Friday, December 21, 2007

Summary of Learning 2.0

I have enjoyed the opportunity to learn about these tools in a systematic way and hopoe that other such opportunities will present themselves to stay abreast of new tools as they become available. Congratulations to the creators of this program.

Gutenberg Project

An interesting project but restrictive in its applicability to public libraries if the only books in the project are out of copyright i.e. classics. There is a limited audience for classics anyway, and plenty of competition as they are cheaply and widely available everywhere in ye olde paper form. The computer audio recording I listened to of David Copperfield sounded awful - I can't imagine anyone wanting to listen to that. The human voice audio recording of The Little Matchgirl though was very good.

About YouTube

YouTube seems to be a very easy site to use, and as usual, appears to be a place you could spend hours in if you chose. I was impressed with how easily I was able to find a particular video I was looking for through the simple search bar. The related video sites are also useful. It was easy to post the video to my blog.
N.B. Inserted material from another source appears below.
PR #509, opened 2020-05-27
Fixes #29797 - Merge --reset-foreman-db and --reset into --reset-data

wbclark:


hooks/pre/10-reset_data.rb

YouTube: Mona and the Children

Thursday, December 20, 2007

Care2

I checked out Care2, which won the SEAmoz first prize for the philanthropy category in the Learning 2.0 awards. Its an interesting site that looks to me rather like what we used to call a portal, but I suppose more interactive. I had a closer look at the GLBT site in particular and can see that I could spend all day just browsing from one link to the other there. Very useful if you are particularly passionate about that cause I guess, but I still wonder how people find enough hours in the day to browse and use all these sites and tools.

Untitled


Oh rose thou art sick

The invisible worm

That flies in the night

In the howling storm

Has found out thy bed

Of crimson joy

And his dark secret love

Does thy life destroy.

 

frownWilliam Blake

 

Monday, November 19, 2007

Wikis

My initial impression of wikis, based on Wikipedia, is that they were a free-for-all and therefore totally unreliable as sources of credible information. However I notice that Wikipedia requires a no. of sources to be listed for each article or it will be pulled because not considered reliable. In checking the Princeton and St Joseph's County Public Library wikis I also saw that membership is restricted to a certain community of people; in other words, not free-for-alls at all. Now the basic impression I have of a wiki is that it is a space in which a community of people can create some kind of work together (almost like a more sophisticated version of the "track changes" tool available with Word).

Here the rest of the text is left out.